More like 2GB+...3GB would be enough I think


----------



## pantherx12 (Jul 21, 2012)

_ALB_R3D X said:


> More like 2GB+...3GB would be enough I think



 That's crazy, I really need to give bf3 a try.


----------



## scaminatrix (Jul 21, 2012)

Do me do me! My budget's £130 (actually £100 but going over for the right monitor); is there much better than this for the price?

LG IPS235V IPS LCD LED 23" HDMI Monitor | Ebuyer.c...

14ms response time is the only bit that makes me wonder.


----------



## pantherx12 (Jul 21, 2012)

scaminatrix said:


> Do me do me! My budget's £130 (actually £100 but going over for the right monitor); is there much better than this for the price?
> 
> LG IPS235V IPS LCD LED 23" HDMI Monitor | Ebuyer.c...
> 
> 14ms response time is the only bit that makes me wonder.



BAM instant upgrade http://www.aria.co.uk/Products/Moni...descreen+LCD+Monitor+-+Black+?productId=48448 same price.

I recommend looking here rather than else where, Aria has mad prices


----------



## scaminatrix (Jul 21, 2012)

I take it the one on ebuyer is a cheapy IPS? (I'm currently  not in the know ) I'm gagging for a new monitor. Been using a 17" 1280x1024 for years, and just got a 22" HDTV and man the picture is terrible, even after getting everything set up properly.

There's no point looking at 120Hz montors within my budget so is this one definitely better than this one? I thought the IPS screen would have been better. Looks like you just saved me from a silly decision


----------



## pantherx12 (Jul 21, 2012)

scaminatrix said:


> I take it the one on ebuyer is a cheapy IPS? (I'm currently  not in the know ) I'm gagging for a new monitor. Been using a 17" 1280x1024 for years, and just got a 22" HDTV and man the picture is terrible, even after getting everything set up properly.
> 
> There's no point looking at 120Hz montors within my budget so is this one definitely better than this one? I thought the IPS screen would have been better. Looks like you just saved me from a silly decision



Yeah man no point getting an IPS for that much. (It would be great if your only using photoshop and web browsing mind you)

Better to save another 100 and get the yamakasi catleap 27"


----------



## scaminatrix (Jul 21, 2012)

I was thinking about the Catleap, but I'm no good at saving and I wouldn't feel comfy buying a monitor that res without having the money to upgrade GPU too.

This one no good then?

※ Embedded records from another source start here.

PR #3138, opened 2021-07-27
fix: fix prune mode sync

SWvheerden:
## Description

This fixes prune mode sync to work again after the bitmap change. The bitmap saved in the accumulated block data is not the completed bitmap anymore but rather the diff for that block. This means when a bitmap is required to know what the spent state of the utxo set is, we need to build a new bitmap rather than ask the accumulated block data like we used to do. 

This PR lets the blockchain_database send a completed bitmap from the tip out, that can be used to reconstruct a bitmap at the desired height. 

## Checklist:

### DIFF
--- a/base_layer/core/src/base_node/state_machine_service/states/horizon_state_sync/horizon_state_synchronization.rs
+++ b/base_layer/core/src/base_node/state_machine_service/states/horizon_state_sync/horizon_state_synchronization.rs
@@ -47,7 +47,10 @@ use crate::{
 use croaring::Bitmap;
 use futures::StreamExt;
 use log::*;
-use std::convert::{TryFrom, TryInto};
+use std::{
+    convert::{TryFrom, TryInto},
+    sync::Arc,
+};
 use tari_comms::PeerConnection;
 use tari_crypto::{
     commitment::HomomorphicCommitment,
@@ -206,9 +209,7 @@ impl<'a, B: BlockchainBackend + 'static> HorizonStateSynchronization<'a, B> {
                 let kernel_pruned_set = block_data.dissolve().0;
                 let mut kernel_mmr = MerkleMountainRange::<HashDigest, _>::new(kernel_pruned_set);
 
-                // let mut kernel_sum = HomomorphicCommitment::default();
                 for kernel in kernels.drain(..) {
-                    // kernel_sum = &kernel.excess + &kernel_sum;
                     kernel_mmr.push(kernel.hash())?;
                 }
 
@@ -531,6 +532,12 @@ impl<'a, B: BlockchainBackend + 'static> HorizonStateSynchronization<'a, B> {
 
         let mut prev_mmr = 0;
         let mut prev_kernel_mmr = 0;
+        let bitmap = Arc::new(
+            self.db()
+                .fetch_complete_deleted_bitmap_at(header.hash().clone())
+                .await?
+                .into_bitmap(),
+        );
         for h in 0..=header.height() {
             let curr_header = self.db().fetch_chain_header(h).await?;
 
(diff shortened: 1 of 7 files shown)


base_layer/core/src/base_node/state_machine_service/states/horizon_state_sync/horizon_state_synchronization.rs
```diff
@@ -531,6 +532,7 @@ impl<'a, B: BlockchainBackend + 'static> HorizonStateSynchronization<'a, B> {
 
         let mut prev_mmr = 0;
         let mut prev_kernel_mmr = 0;
+        let bitmap = Arc::new(self.db().get_complete_deleted_bitmap_at_tip().await?.into_bitmap());
```
stringhandler: 1. The db uses `fetch` as the verb, so let's keep it the same
2. The tip could have somehow changed between the call in line 529, so rather pass in the expected tip so that it can fail if the tip has somehow changed
```suggestion
        let bitmap = Arc::new(self.db().fetch_complete_deleted_bitmap_at(header.hash()).await?.into_bitmap());
```

base_layer/core/src/base_node/sync/rpc/service.rs
```diff
@@ -467,7 +466,27 @@ impl<B: BlockchainBackend + 'static> BaseNodeSyncService for BaseNodeSyncRpcServ
                 if prev_header.height > end_header.height {
                     return Err(RpcStatus::bad_request("start index is greater than end index"));
                 }
+                // we need to construct a temp bitmap for the height the client requested
+                let (mut bitmap, tip_height) = self
+                    .db
+                    .get_complete_deleted_bitmap_at_tip()
```
stringhandler: See above comment, the tip may have changed in between db calls

base_layer/core/src/chain_storage/accumulated_data.rs
```diff
@@ -205,6 +205,31 @@ impl<'de> Visitor<'de> for DeletedBitmapVisitor {
...
+/// Wrapper struct to get a completed bitmap with the height it was created at
+#[derive(Debug, Clone)]
+pub struct CompleteDeletedBitmap {
+    deleted: Bitmap,
+    height: u64,
+}
+
+impl CompleteDeletedBitmap {
+    pub fn new(deleted: Bitmap, height: u64) -> CompleteDeletedBitmap {
+        CompleteDeletedBitmap { deleted, height }
```
stringhandler: Use a hash of the header instead of height if possible (or possibly in addition). This will help to reduce bugs in future

base_layer/core/src/chain_storage/lmdb_db/lmdb_db.rs
```diff
@@ -1521,7 +1521,7 @@ impl BlockchainBackend for LMDBDatabase {
         &self,
         start: u64,
         end: u64,
-        deleted: &Bitmap,
+        deleted: Arc<Bitmap>,
```
stringhandler: This can still be a `&`

base_layer/core/src/chain_storage/blockchain_database.rs
```diff
@@ -876,6 +871,13 @@ where B: BlockchainBackend
         let db = self.db_read_access()?;
         db.fetch_horizon_data()
     }
+
+    pub fn get_complete_deleted_bitmap_at_tip(&self) -> Result<CompleteDeletedBitmap, ChainStorageError> {
+        let db = self.db_read_access()?;
+        let deleted = db.fetch_deleted_bitmap()?.into_bitmap();
+        let height = db.fetch_chain_metadata()?.height_of_longest_chain();
```
stringhandler: These two calls make we worried. The height and hash that the deleted bitmap is created/update with should be stored alongside it so that it cannot get out of sync

stringhandler (dismissed):

stringhandler (approved):

PR #3144, opened 2021-07-28
test: cucumber for all wallet commands

Cifko:
## Description
Integration test for wallet commands. It doesn't cover all possible scenarios, but it does cover every command.


integration_tests/features/WalletCli.feature
```diff
@@ -0,0 +1,115 @@
...
+        Given I have a base node BASE
+        And I have wallet SENDER connected to base node BASE
+        And I have wallet RECEIVER connected to base node BASE
+        And I have mining node MINE connected to base node BASE and wallet SENDER
+        And mining node MINE mines 5 blocks
+        Then I wait for wallet SENDER to have at least 1000000 uT
+        And I wait 5 seconds
+        And I stop wallet SENDER
+        And I send 1000000 uT from SENDER to RECEIVER via command
+        And mining node MINE mines 5 blocks
```
SWvheerden: How does this test work?
A stopped wallet should not be able to send?

integration_tests/features/WalletCli.feature
```diff
@@ -0,0 +1,115 @@
...
+        Then the password of wallet WALLET is not kensentme
+        Then the password of wallet WALLET is changedpwd
+
+    Scenario: As a user I want to get balance via command
+        Given I have a base node BASE
+        And I have wallet WALLET connected to base node BASE
+        And I have mining node MINE connected to base node BASE and wallet WALLET
+        And mining node MINE mines 5 blocks
+        Then I wait for wallet WALLET to have at least 1000000 uT
+        And I stop wallet WALLET
```
SWvheerden, line 29: See comment below

integration_tests/features/WalletCli.feature
```diff
@@ -0,0 +1,115 @@
...
+    Scenario: As a user I want to set and clear custom base node for a wallet via command
+        Given I have a base node NODE1
+        And I have a base node NODE2
+        And I have wallet WALLET connected to base node NODE1
+        Then I set custom base node of WALLET to NODE2
+        And I clear custom base node of wallet WALLET
+
+    Scenario: As a user I want to change password via command
+        Given I have wallet WALLET connected to all seed nodes
+        When I stop wallet WALLET
```
SWvheerden, line 18: See comment below

integration_tests/features/WalletCli.feature
```diff
@@ -0,0 +1,115 @@
+Feature: Wallet CLI
+
+    Scenario: As a user I want to change base node for a wallet via command
+        Given I have a base node NODE1 connected to all seed nodes
+        And I have a base node NODE2 connected to all seed nodes
+        And I have wallet WALLET connected to base node NODE1
+        Then I change base node of WALLET to NODE2
```
SWvheerden, line 7: We need to add a check here to see if the base_node was changed. 
For example:
`Then wallet WALLET is connected tp NODE2`

SWvheerden (commented):
Looks good so far. 
I made a commit about the STOP command. I understand why its made, but it reads weird when you read the cucumber test. We should make the issue command shutdown and restart the node again. 

A few of the tests also just pass and fail if the command succeeded or not, not seeing if the actual command did what it was supposed to do.

integration_tests/features/WalletCli.feature
Cifko: I will remove the "And I stop wallet SENDER". But the wallet will be stopped anyway. The stop is included in the runCommand function of the wallet process. All these tests are via command, so you have to stop the wallet to be able to run it with the appropriate command.

integration_tests/features/WalletCli.feature
Cifko: It's above in my view of the PR :-) I don't know why the order is reversed... anyway, the same applies.

integration_tests/features/WalletCli.feature
Cifko: The same as above.

integration_tests/features/WalletCli.feature
Cifko: I did had that originally. It would be nice to have but I had remove it this morning, because it somehow caused the test to be flaky (I was not able to reproduce that in my local environment). It failed set base node, and set custom base node. One test never connected and one test did connect but the node reported not connected. I can create a ticket to upgrade these test and a TODO in the feature file. But I don't think it's worth investing effort to fix this issue. Let me know what you think. We can discuss this tomorrow morning.

integration_tests/features/WalletCli.feature
```diff
@@ -0,0 +1,115 @@
+Feature: Wallet CLI
+
+    Scenario: As a user I want to change base node for a wallet via command
```
stringhandler: For clarity, I suggest adding "command line" instead of "command" in all instances

```suggestion
    Scenario: As a user I want to change base node for a wallet via command line
```

stringhandler (dismissed):

stringhandler (approved):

Any one from this page basically  Would be really nice to save the space and the extra £20 or so. 22" is the size of my case side on; 24" might just be a smidgin too big.

Man, I can't believe I'm restricted on the size of my monitor. Bad state of affaisr


----------



## pantherx12 (Jul 21, 2012)

scaminatrix said:


> I was thinking about the Catleap, but I'm no good at saving and I wouldn't feel comfy buying a monitor that res without having the money to upgrade GPU too.
> 
> This one no good then? Any one from this page basically  Would be really nice to save the space and the extra £20 or so. 22" is the size of my case side on; 24" might just be a smidgin too big.
> 
> Man, I can't believe I'm restricted on the size of my monitor. Bad state of affaisr



I'd actually go the the AOC monitor, I'm not 100% certain but I think it uses an LG or Samsung LCD anyway. ( It's a lot cheaper because the other monitors on that page are LED, LED has no quality advantage it just uses less power and takes up less space)

I've got the cheapest AOC 22 you can get ( vga boo!) and picture quality is fine aside from the VGA blur I get. ( the screen in mine is a samsung)

You'd have a lot more money to spend on other things as well.

reviews! http://www.testfreaks.co.uk/monitors/aoc-f22plus/


----------



## scaminatrix (Jul 21, 2012)

And that's amazing! I'll just grab a DVI-HDMI adaptor or cable. I love you. My wallet loves you too


----------



## El_Mayo (Aug 3, 2012)

The monitors I found on Scan.co.uk:
Acer
Iiyama
Asus
and this one on eBuyer which is on sale

It's too close, I'm tempted to buy the cheapest one (Samsung)


----------



## pantherx12 (Aug 3, 2012)

El_Mayo said:


> The monitors I found on Scan.co.uk:
> Acer
> Iiyama
> Asus
> ...



I'd get this myself https://www.aria.co.uk/SuperSpecial...descreen+LCD+Monitor+-+Black+?productId=47176

More connectivity options than the samsung, I hate HDMI


----------



## El_Mayo (Aug 3, 2012)

pantherx12 said:


> I'd get this myself https://www.aria.co.uk/SuperSpecial...descreen+LCD+Monitor+-+Black+?productId=47176
> 
> More connectivity options than the samsung, I hate HDMI



Ahh I just noticed I can get £20 cashback on the Samsung so I'm gonna get that


----------



## BumbleBee (Aug 3, 2012)

she doesn't come with the monitor. I would go with the Iiyama.


----------